Task requirements: Each line of the listing below must be set down exactly.
Segment Start: Given material
PR #8138, opened 2024-12-27
feat(semantic): add `get_node_by_span` function

baseballyama:
Many lint rules have already been implemented, so this function may not be necessary. However, It's useful for me, so I submitted this PR. I would appreciate the opportunity to discuss its necessity.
Segment End: Given material
Problem solution:
PR #8138, opened 2024-12-27
feat(semantic): add `get_node_by_span` function

baseballyama:
Many lint rules have already been implemented, so this function may not be necessary. However, It's useful for me, so I submitted this PR. I would appreciate the opportunity to discuss its necessity.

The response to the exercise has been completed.